When Beach Maintenance Director John Ripple was looking for ways to reduce the amount of trash left in cans and on the sand in general, he approached some of the hoteliers that serve food and drinks on the beach. He found a receptive audience in SLS Managing Director Simon Sorpresi.
Ripple wanted to brainstorm about issues the City was having with increasingly larger amounts of trash. “I was kind of excited,” Sorpresi told RE:MiamiBeach, “because it’s rare that a city says we have a problem and how do we brainstorm to solve a problem. I was happily surprised by that.”
He said Ripple and his team were direct but fair about the problem. Sorpresi said he was not aware that the County picks up the trash on the beach and that they had to buy additional machines because they were overburdened. The trash is actually the hotel’s responsibility, he said. “From an operational perspective, that’s a difficult undertaking” without the special equipment needed to empty the 90 gallon trash barrels.
“It was a very fair approach from the City,” Sorpresi said. “John presented it in a very elegant fashion – brainstorming – but it was really his idea about the reusable part.” He echoes Ripple’s presentations about recyclable and biodegradable items still ending up in the trash or in the ocean. Reusables not only reduce the amount of trash, they are far more environmentally friendly.
Sorpresi, who’s been in Miami Beach for 11 months, previously lived and worked in Santa Monica for many years. Because of his time there, he said he is very much in tune with environmental sustainability. “To use a food and beverage term,” he said, “I was more marinated in that.” When Ripple approached him in February, the SLS was already at 75% reusable service on the beach. After the first meeting, Sorpresi knew he could use the City’s pitch to help his team buy in to going the rest of the way. “I thought it fits perfectly into my intention,” he said. “It helped me sell it to my team, tell them the government is trying to reduce the trash and I want to go to 100% [reusable].
“Nobody really likes change,” he explained. “It’s human nature.” Initially it took some convincing as reusables mean “more shelpping” for the servers but after some changes in staffing to include more restaurant experience, he said it was a smooth transition. "In a restaurant you are never empty-handed.” Serving staff takes food to the table and then cleans plates off the table.

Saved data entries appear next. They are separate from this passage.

Issue #609, opened 2018-02-19
Define the nginx TLS configuration using environment variables


nmasse-itix:
# Need

Some use cases require that nginx has a valid SSL/TLS configuration (such as client certificate authentication for instance). 

Currently, the customer has to write his nginx configuration templates that will be loaded by apicast in order to generate the final nginx configuration file. 

However, nginx configuration files defined in OpenShift Config Maps is error prone and not easily maintainable. 

It would be better if APIcast could generate the nginx configuration by itself using environment variables. 

# Proposition 

We could use the following environment variables : 
- APICAST_TLS_LISTEN={enable/disable} (optional, default = disable)
- APICAST_TLS_PORT=8443 (optional, default = 8443 if tls is enabled)
- APICAST_TLS_SERVING_CERTIFICATE=/path/to/tls.crt
- APICAST_TLS_SERVING_KEY=/path/to/tls.key
- APICAST_TLS_CRL=/path/to/file.crl (optional, none defined by default)
- APICAST_TLS_TRUSTED_CERTIFICATE=/path/to/ca-bundle.crt (optional, default to system bundle)
- APICAST_TLS_VERIFY_CLIENT={on/off/optional/optional_no_ca}
- APICAST_TLS_VERIFY_DEPTH= (optional, none defined by default)

There are other SSL/TLS configuration directives but they are less likely to change so they might be defined as nginx templates in ConfigMap or as custom image of APIcast.

mikz:
@nmasse-itix we are implementing client certificate support for upstream connections in https://github.com/3scale/apicast/pull/610
Would be good if you could share your inputs regarding naming.

mikz:
@nmasse-itix reviewing your proposal here are my suggestions: 

I'd try to get rid of `APICAST_TLS_LISTEN` and make it implicit by setting both the certificate and the key.

I'd change the `APICAST_TLS_` namespace to `APICAST_HTTPS_` to make it explicit that it is for HTTPS termination. There will be different settings for upstream connections: #610

Also I'm not sure if this is the best approach because we would basically expose every directive from http://nginx.org/en/docs/http/ngx_http_ssl_module.html as an option. It is a lot of variables. 

We are kind of postponing this decision until we have a solution we are going to be happy about. 
Maybe having the ability to control the nginx configuration from within a global policy (https://github.com/3scale/apicast/issues/477) would make this possible to be a global policy. Then we could give it some time to mature outside of the core before merging this upstream.

[...]

PR #622, opened 2018-02-23
Support HTTPS and introduce ssl_certificate policy phase

mikz:
This PR has two parts:

# Listen on HTTPS

Controlled by `APICAST_HTTPS_PORT` ENV variable.
Path to the certificate and key is defined by `APICAST_HTTPS_CERTIFICATE` and `APICAST_HTTPS_CERTIFICATE_KEY` ENV variables.

# `ssl_certificate` phase

New policy phase can select a certificate. It can load it from network or a file. See [lua-resty-autossl](https://github.com/GUI/lua-resty-auto-ssl) how to get letsencrypt certificates automatically.

Fixes https://github.com/3scale/apicast/issues/609

Depends on https://github.com/3scale/Test-APIcast/pull/9
Depends on https://github.com/3scale/Test-APIcast/pull/10


gateway/src/apicast/executor.lua
```diff
@@ -52,7 +52,7 @@ end
 -- @tparam string phase Nginx phase
 -- @treturn linked_list The context. Note: The list returned is 'read-write'.
 function _M:context(phase)
-    if phase == 'init' then
+    if phase == 'init' or phase == 'ssl_certificate' then
```
davidor: why?

gateway/conf/nginx.conf.liquid
```diff
@@ -122,7 +122,18 @@ http {
 
     access_log {{ access_log_file | default: "/dev/stdout" }} time;
 
-    listen {{ port.apicast | default: 8080 }};
+    {%- assign http_port = port.apicast | default: 8080 %}
+    {%- assign https_port = env.APICAST_HTTPS_PORT %}
+
+    {% if http_port != https_port -%}
```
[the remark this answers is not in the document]
davidor: I'd add a new test case in `t/listen-https.t` just to be sure.

gateway/src/apicast/executor.lua
mikz: Good question. That is probably a leftover from a debugging session. Will take a look.

gateway/conf/nginx.conf.liquid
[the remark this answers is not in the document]
mikz: So like the variable not set at all? That works - normal blackbox tests run with https_port not set.

The issue was that `{% if env.somevar %}` would be true even if it is empty.
This works just fine because `http_port` always has value.

gateway/conf/nginx.conf.liquid
```diff
@@ -77,6 +77,9 @@ http {
     {% include tracer_conf %}
   {% endif %}
 
+  ssl_session_fetch_by_lua_block { require('apicast.executor'):ssl_session_fetch() }
```
davidor: I don't see `ssl_session_fetch()` and `ssl_session_store()` defined anywhere. What I am missing?

gateway/conf/nginx.conf.liquid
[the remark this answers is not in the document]
davidor: Right :+1:

gateway/src/apicast/policy.lua
```diff
@@ -14,6 +14,8 @@ local PHASES = {
     'content', 'balancer',
     'header_filter', 'body_filter',
     'post_action',  'log', 'metrics',
+
+    'ssl_certificate',
```
davidor: Can you add this new phase to the list that we have in `policies.md` ?

gateway/src/apicast/policy/find_service/find_service.lua
```diff
@@ -70,8 +70,11 @@ function _M.new(...)
...
 end
 
-function _M:rewrite(context)
-  context.service = self.find_service(context.configuration, context.host)
+local function find_service(policy, context)
+  context.service = policy.find_service(context.configuration, context.host)
 end
 
+_M.rewrite = find_service
+_M.ssl_certificate = find_service
```
davidor: why?

gateway/conf/nginx.conf.liquid
```diff
@@ -131,8 +134,10 @@ http {
 
     {% if https_port -%}
     listen {{ https_port }} ssl;
-    ssl_certificate {{ env.APICAST_HTTPS_CERTIFICATE }};
-    ssl_certificate_key {{ env.APICAST_HTTPS_CERTIFICATE_KEY }};
+    ssl_certificate {{ env.APICAST_HTTPS_CERTIFICATE | default: "conf/server.crt" | filesystem | first }};
```
davidor: Why is `first` needed?

gateway/src/apicast/policy/load_configuration/load_configuration.lua
```diff
@@ -30,4 +31,8 @@ function _M:rewrite(context)
     context.configuration = configuration_loader.rewrite(self.configuration, context.host)
 end
 
+function _M.ssl_certificate(_, context)
+    context.host = ssl.server_name()
```
davidor: `ssl.server_name()` can return an error: https://github.com/openresty/lua-resty-core/blob/master/lib/ngx/ssl.md#server_name
Shouldn't we handle it?

gateway/conf/nginx.conf.liquid
mikz: Actually I did not want to commit those lines just say. Will remove them. Want to keep it for the future.

gateway/src/apicast/policy.lua
mikz: Yep.

gateway/src/apicast/policy/find_service/find_service.lua
mikz: ssl_certificate executes first and needs to have access to the service so it can execute the chain

I'm going to verify the context is shared or not after removing https://github.com/3scale/apicast/pull/622#discussion_r193339476. But then it still needs to find the service in both (but can skip if the service is already found).

gateway/conf/nginx.conf.liquid
mikz: because `| filesystem` produces a table and it can't be serialized.

gateway/src/apicast/policy/load_configuration/load_configuration.lua
mikz: If it returns error then `context.host` is going to be nil and no service policy chain will be found.
In that case we serve whatever certificate was set to APICAST_HTTPS_CERTIFICATE or the provided default. 

Maybe we should just log the error with some low log level like debug.

gateway/conf/nginx.conf.liquid
```diff
@@ -122,7 +122,32 @@ http {
...
+
+    {% if http_port != https_port -%}
+      listen {{ http_port }};
+    {% endif %}
+
+    {% if https_port -%}
+    listen {{ https_port }} ssl;
+
+    {%- assign https_certificate = env.APICAST_HTTPS_CERTIFICATE -%}
+    ssl_certificate {% if https_certificate or https_certificate != empty -%}
```
davidor: I'm not sure I understand this. Shouldn't it be an `and` instead of an `or` ?
Does an empty string pass the first part of the `or` in Liquid?

mikz: I was trying to work around an issue with the liquid library. `{% "somestring" == empty %}` crashes. Will remove the `or ` part as that would still not execute when using magic tables like in other parts (where we have to check for == empty).

gateway/conf/nginx.conf.liquid
```diff
@@ -122,7 +122,32 @@ http {
...
+    {% if http_port != https_port -%}
+      listen {{ http_port }};
+    {% endif %}
+
+    {% if https_port -%}
+    listen {{ https_port }} ssl;
+
+    {%- assign https_certificate = env.APICAST_HTTPS_CERTIFICATE -%}
+    ssl_certificate {% if https_certificate -%}
+      {{  https_certificate }}
```
davidor: This one does not need ` | filesystem | first ` ?

mikz: This is path that was given by user in ENV, so we should not need to do any transformations.

mikz: Also, it does not really work. The `| filesystem` filter does not really work with absolute paths (yet).

davidor:
:+1:

PR #624, opened 2018-02-23
Add more tests for the upstream policy

davidor:


spec/policy/upstream/upstream_spec.lua
```diff
@@ -0,0 +1,128 @@
...
+    local test_upstream_matched_proxy_pass = 'http://upstream/a_path:8080'
+    local test_upstream_not_matched = 'http://localhost/a_path:80'
+
+    local context = {} -- Context shared between policies
+
+    before_each(function()
+      context = {}
+
+      -- Set headers_sent to false, otherwise, the upstream is not changed
+      ngx.headers_sent = false
```
mikz: Can we use `stub` instead ? Or would it have to be function?

davidor: This one is a bit tricky.

The value set here leaks to the `describe('.balancer')` below.

I thought about resetting `ngx.headers_sent` to its original value just like we do with other `ngx.x` in `ngx_helper.lua`. However, that does not work either, because when we capture the original ngx values, `ngx.headers_sent` raises the `API disabled` error. Stubs and spies raise the same error in the `before_each` method.

We could set `ngx_headers_sent` to nil in the `after_each` method and be done with it. If some test in the same file ever needs to read this and find a true, we'll rely on Openresty setting it in the test execution, or someone writing `ngx.headers_sent = true` in a `before` method for that test.

mikz: We would have to do the same as we do for `ngx.status`:
https://github.com/3scale/apicast/blob/985a24a76c16ffca4f245fb487414f3c94781362/spec/ngx_helper.lua#L37
because it is implemented the same way: 
https://github.com/openresty/lua-resty-core/blob/a39b8d68b3b1c93f22259f95925c9dc854d69c1c/lib/resty/core/misc.lua#L133-L152

davidor: Implemented in the new commit.

PR #625, opened 2018-02-26
Reset ngx state on every test

davidor:
This PR modifies the `after_each` in the busted helpers to make sure that we start with a clean ngx state on every test.

### DIFF
--- a/spec/ngx_helper.lua
+++ b/spec/ngx_helper.lua
@@ -1,10 +1,11 @@
 local busted = require('busted')
 local misc = require('resty.core.misc')
+local deepcopy = require('pl.tablex').deepcopy
 
-local ngx_var = ngx.var
-local ngx_ctx = ngx.ctx
-local ngx_shared = ngx.shared
-local ngx_header = ngx.header
+local ngx_var_original = deepcopy(ngx.var)
+local ngx_ctx_original = deepcopy(ngx.ctx)
+local ngx_shared_original = deepcopy(ngx.shared)
+local ngx_header_original = deepcopy(ngx.header)
 
 local register_getter = misc.register_ngx_magic_key_getter
 local register_setter = misc.register_ngx_magic_key_setter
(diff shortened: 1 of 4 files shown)


davidor:
Build failing in Travis because https://olivinelabs.com/busted/ is down.

spec/ngx_helper.lua
```diff
@@ -1,10 +1,11 @@
 local busted = require('busted')
 local misc = require('resty.core.misc')
+local deepcopy = require('pl.tablex').deepcopy
 
-local ngx_var = ngx.var
-local ngx_ctx = ngx.ctx
-local ngx_shared = ngx.shared
-local ngx_header = ngx.header
+local ngx_var_original = deepcopy(ngx.var)
```
mikz: Why do we need to copy `ngx.var` ? Could we deepcopy the whole `ngx` ?

mikz: I think the deepcopy would be useful if we would be to copy the whole `ngx` var. 
But for `var`, `ctx` and `header` I think they could be just reference to the original no? They would crash on use.

`ngx.shared` probably needs to be copied as that could be mutated and leak through tests.

davidor: Deep-copying and then restoring the whole `ngx` does not work. I need to investigate why.

I think that deep-copying everything is safer. Take a look at the second commit, setting `ngx.header`, for example, fails in busted tests with the `"API disabled
in the current context"` error. To make it work, I can just overwrite it with `{}` because the method that raises that error is  `.__newindex`. But after that particular test finishes, I'd like to restore the original `ngx.header` to make sure that other tests do not rely on the custom one.

mikz: Some of the `ngx` API might be implemented on C level and could lead to segfaults. I tried to call `getmetatable(ngx).__index()` and it segfaulted. It would be nice, but not sure how feasible it is to deep copy it.

Yep I think that is exactly what it was doing before. After every test setting back the original `ngx.header`.

I guess it is safer to do a deep copy because some test could run `rawset(ngx.header, 'foo', 'val')` skipping the `__newindex` and mutating the global table.

davidor: I didn't find a good way to clone the whole `ngx` table. I'd leave it as it is, at least for now.

PR #628, opened 2018-02-27
Add more tests for the URL rewriting policy

davidor:


davidor:
Travis tests are failing because http://olivinelabs.com/busted/ is down.

PR #740, opened 2018-05-31
CI improvements

mikz:
* s2i build caching
* more parallelization
* fixed benchmark target
* show busted tests in log too
* uses carton (again) to cache perl dependencies

screen shot 2018-05-31 at 16 15 15

### DIFF
--- a/Makefile
+++ b/Makefile
@@ -34,12 +34,15 @@ CIRCLE_NODE_INDEX ?= 0
 CIRCLE_STAGE ?= build
 COMPOSE_PROJECT_NAME ?= apicast_$(CIRCLE_STAGE)_$(CIRCLE_NODE_INDEX)
 
-ROVER ?= $(shell which rover 2> /dev/null)
+which = $(shell command -v $(1) 2> /dev/null)
+
+ROVER ?= $(call which, rover)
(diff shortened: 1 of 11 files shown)


Makefile
```diff
@@ -64,18 +67,33 @@ busted: dependencies $(ROVER) ## Test Lua.
...
+	$(CARTON) install --deployment --cached
+	$(CARTON) bundle 2> /dev/null
 
 find-file = $(shell find $(2) -type f -name $(1))
 
 prove: HARNESS ?= TAP::Harness
 prove: PROVE_FILES ?= $(filter-out $(call find-file, "*.t", examples/scaffold),$(call find-file, *.t, t examples))
 prove: export TEST_NGINX_RANDOMIZE=1
-prove: $(ROVER) nginx cpan ## Test nginx
+prove: $(ROVER) nginx ## Test nginx
```
davidor: Why carton instead of cpan?

mikz: Because it can produce .tar.gz of installed dependencies that can be used as a cache. 
Also it does a bit better locking as it has cpanfile.snapshot.

We removed it because it was pain to install it cross system, but now it should be ok with the latest trick to also install it into `./local`.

It's the same concept with reusable serving pieces on the beach.

SLS Managing Director Simon Sorpresi with melamine serving pieces used for SLS beach food service.
In addition to the practicality – melamine is dishwasher safe and it doesn’t fade or break – “it gives you an elevated feel” in the dining experience, Sorpresi said. People don’t want to have a drink served in a cup that will crumple if it is “squished too hard” and it’s a better experience “than ripping open the recyclable container.”
If for some reason the melamine is found in the sand, he said, the beach cleanup team is trained to know that they are the SLS’ dishes so they don’t end up in the trash.
The move to reusables took some work. SLS had to get the design right, ensuring smaller items could be served on dishes that wouldn’t slide around in a large serving tray. And it’s costly. Depending on the season, recyclable materials cost about $900 a month. (“And it gets thrown away,” he added.) Though the “high-end melamine is quite expensive,” Sorpresi indicated he expects a return on investment in three months.
Why do this? Sorpresi said he’s “lived on a beach for 9 years somewhere.” Now, as a Miami Beach resident, he walks to work every day. “I enjoy the beach,” he said. “I think it’s the biggest asset on an economical level. Why wouldn’t we take care of that beauty that drives the business as well? It’s a no brainer.”